First, in case there is a simpler way to solve this problem, here is an outline of what I am trying to accomplish. I want to Annotate my test methods with a KnownIssue annotation (extending AbstractAnnotationDrivenExtension) that takes a defect ID as a parameter and checks the status of the defect before executing the tests. If the defect is fixed, it will continue execution, if it is not fixed I want it to ignore the test, but if it is closed or deleted, I want to induce a test failure with logging stating that the test should be removed or updated and the annotation removed since the defect is now closed or deleted.
I have everything working up until inducing a test failure. What I have tried that doesn't work:
- Throwing an exception in the visitFeatureAnnotation method, which causes a failure which causes all tests thereafter not to execute.
- Creating a class that extends Spec and including a test method that logs a message and fails, then tried to use feature.featureMethod.setReflection() to set the method to execute to the other method. In this case, I get a java.lang.IllegalArgumentException : object is not an instance of declaring class
- I then tried using ExpandoMetaClass to add a method directly to the declaringClass, and point feature.featureMethod.setReflection to point to it, but I still get the same IllegalArgumentException.

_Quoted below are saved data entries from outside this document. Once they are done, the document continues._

PR #567, opened 2023-02-04
Online race rework

stblr:


tools/gameserver/Cargo.toml
```diff
@@ -5,10 +5,10 @@ edition = "2021"
 
 [dependencies]
 anyhow = "1.0.68"
+dlv-list = "0.5.0"
```
GnomedDev, line 8: What's the reason for swapping slab out for this?

tools/gameserver/src/room.rs
```diff
@@ -1,256 +1,370 @@
...
+                    }
+                    match self.handle_select_request(client_index, request, gamemode) {
+                        Ok(Some(gamemode)) => return Ok(Some(gamemode)),
+                        Err(e) => {
+                            // TODO handle
+                        },
+                        _ => (),
+                    }
+                },
+                else => return Ok(None),
```
GnomedDev, line 138:
```suggestion
                _ => return Ok(None),
```

tools/gameserver/src/room.rs
```diff
@@ -1,256 +1,370 @@
...
-                inner,
-            } => {
-                if self.room_state != RoomState::Lobby {
-                    return;
-                }
-
-                let _ = self.tx.send(Event::Forward {
-                    inner: room_event::Event::Comment(inner),
-                });
+            tracing::info!("{:?} {:?}", client_index, race);
```
GnomedDev, line 170: Info is for useful but not important logs, this should be `debug`

tools/gameserver/src/room.rs
```diff
@@ -1,256 +1,370 @@
...
+            }
+            let player_times = player_frames.iter().map(|(time, _)| *time).collect();
+            let players =
+                player_frames.iter().map(|(_, player_frame)| player_frame.clone()).collect();
+            let server_frame = RaceServerFrame {
+                time,
+                player_times,
+                players,
+            };
+            tracing::info!("{:?}", server_frame);
```
GnomedDev, line 207: Same with above.

tools/gameserver/src/room.rs
```diff
@@ -1,256 +1,370 @@
...
-                    let _ = self.tx.send(Event::Forward {
-                        inner: room_event::Event::SelectInfo(room_event::SelectInfo {
-                            player_properties,
-                            selected_player: winning_vote as u32,
-                        }),
-                    });
+        let disconnect_tx = self.disconnect_tx.clone();
+        let read_tx = self.read_tx.clone();
+        let mut write_rx = self.write_tx.subscribe();
+        let task = tokio::spawn(async move {
```
GnomedDev, line 317: This should be moved to it's own function, avoid having to spawn an empty task just to replace it.

tools/gameserver/src/unreliable_socket.rs
```diff
@@ -0,0 +1,77 @@
...
+
+    pub fn connection_addr(&self, index: usize) -> Option<SocketAddr> {
+        self.connections[index].addr
+    }
+
+    pub async fn read<M>(&mut self) -> Result<(usize, M)>
+    where
+        M: Message + Default,
+    {
+        let mut tmp = [0u8; 1024]; // TODO make that configurable
```
GnomedDev, line 36:
```suggestion
        let mut buf = [0u8; 1024]; // TODO make that configurable
```

tools/netprotocol/src/async_stream.rs
```diff
@@ -38,64 +47,194 @@ impl<R: Message + Default, W: Message> AsyncStream<R, W> {
...
+                *self.offset += size;
+                Ok(())
+            }
+            Err(e) => Err(e.into()),
+        }
+    }
 
-        Ok(Some(R::decode(&*msg)?))
+    pub fn start_write(&mut self, message: &W) {
+        assert!(*self.size == 0);
```
GnomedDev, line 218: This check could be made mandatory by using an `Option<NonZeroUsize>`

GnomedDev (changes requested):
Looks good, just some small concerns.

`.ok_or(anyhow!("whatever"))` should also be replaced with `.context("whatever")`, wherever it is used.

tools/gameserver/Cargo.toml
stblr: This was used for iteration in one of the prototypes but it looks like this is not needed anymore. Will swap it back because there is no convenient way to get the key before constructing the value.

tools/netprotocol/src/async_stream.rs
stblr: I will see if there is a way to implement the checks at compile time (have `start_write` return a struct with a mutable reference).

tools/gameserver/src/room.rs
stblr: That syntax doesn't look to be legal.

GnomedDev: Oh, huh, didn't actually know `tokio::select!` had that `else` syntax.

tools/gameserver/Cargo.toml
stblr: Went back with slab, will see if I can implement faster iteration and submit it upstream, or if I'm missing something.

tools/gameserver/src/unreliable_socket.rs
stblr: Renamed it to `message` like in `AsyncStream`.

tools/netprotocol/src/async_stream.rs
stblr: Dropped cancel safety for writes as well as split reader/writer, as this is no longer needed.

Here is what I have inside of my visitFeatureAnnotation method for my latest attempt:
def myMetaClass = feature.getFeatureMethod().getReflection().declaringClass.metaClass
myMetaClass.KnownIssueMethod = { -> return false }
feature.featureMethod.setReflection(myMetaClass.methods[0].getDoCall().getCachedMethod());
Any other ideas on how I could accomplish this, and either induce a test failure, or replace the method with another that will fail?